The problem ▸ Each record should be given back exactly, with none missing.

Available data ▸
PR #987, opened 2018-01-13
chore(cmf): refactor actionCreator api

romainseb:
Currently, we use action api to register / get the actionCreator.
But actions is not the same concept as actioncreator
Create an action creator api

### DIFF
--- a/packages/cmf/src/actionCreator.js
+++ b/packages/cmf/src/actionCreator.js
@@ -1,0 +1,46 @@
+import registry from './registry';
+import CONST from './constant';
+
+/**
+ * return a function from the registry
+ * @param  {object} context
+ * @param  {string} id the id of the action creator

Finished exercise ▸
PR #987, opened 2018-01-13
chore(cmf): refactor actionCreator api

romainseb:
Currently, we use action api to register / get the actionCreator.
But actions is not the same concept as actioncreator
Create an action creator api

### DIFF
--- a/packages/cmf/src/actionCreator.js
+++ b/packages/cmf/src/actionCreator.js
@@ -1,0 +1,46 @@
+import registry from './registry';
+import CONST from './constant';
+
+/**
+ * return a function from the registry
+ * @param  {object} context
+ * @param  {string} id the id of the action creator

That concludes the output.